# Magia General > Entrevistas >  Mark Leveridge

## Ricardo Solo

Como adelanto al libro que está a punto de salir, he traducido una entrevista para que conozcáis un poco mejor a Mark Leveridge.


Mark Leveridge es una de los magos creativos más ocupados de Reino Unido, con más juegos en el mercado que casi cualquier otro; pero no se queda ahí, también es de los magos con una agenda más apretada, con toneladas de espectáculos de todos los tipos que puedas imaginar. Ha llegado a la excelencia en prácticamente todos los entornos. Como actúa con tantísima regularidad, todas sus creaciones han sido probadas una y otra vez frente al público, garantizando que sean lo más prácticas posible.
He conseguido contactar con Mark para hacerle algunas preguntas sobre su trabajo.

1) Probablemente seas uno de los magos más creativos del Reino Unido ¿Cuál es tu proceso para crear un efecto nuevo?

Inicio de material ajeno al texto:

PR #2012, opened 2023-06-06
Refactor CI

### LINKED ISSUE #1974: Need to add integration test to the regular CI runs, not just integration_validation
@utam0k @YJDoc2 Would you please double check my thinking here.

This is triggered by #1967 failing the integration test because the extra error logging I added. Upon investigation, I think the integration test is either not triggered correctly, or we should add integration test into the main CI workflow.

Currently, the `integration_test_validation.yaml` is only triggered when the integration test code are changed. The workflow runs `runc` and `youki` to make sure that the integration tests runs for both. This make sense because we want to make sure we don't introduce breaking changes so the same validation tests can be used for `runc` as well.

However, other than this occasion, the integration tests are not triggered at all. This means code changes to `youki` and/or `libcontainer` alone do not trigger integration test. This is bad because we can easily break integration test without knowing.

To resolve this, we should either:

1. add integration test into the `main.yaml` and use the same trigger. Likely, we should trigger the integration as a different job so that we can parallelize the integration test and the existing tests (unit tests, clippy and etc.)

Tengo unos cuantos métodos distintos, pero mi favorito es, seguramente, pensar en argumentos (tanto nuevos como clásico que no tengo en mi repertorio) y después buscar el mejor método posible para llevarlos a cabo. Siempre he tenido una mentalidad muy práctica y no me gusta introducir técnicas en los efectos si hay modos más fáciles o efectivos de llegar al mismo destino. Muchas veces, las cosas “nuevas” surgen de intentar simplificar un método antiguo. La magia está plagada de inteligentes métodos que no llegan a ser demasiado funcionales, así que disfruto más buscando formas de hacer que los efectos sean más prácticos en entornos reales.

2) Después de haberte visto actuar, puedo afirmar que tus guiones son siempre lógicos y muchas veces divertidos. ¿Surgen con el paso de los años haciendo los mismos efectos o te sientas a escribir un guión?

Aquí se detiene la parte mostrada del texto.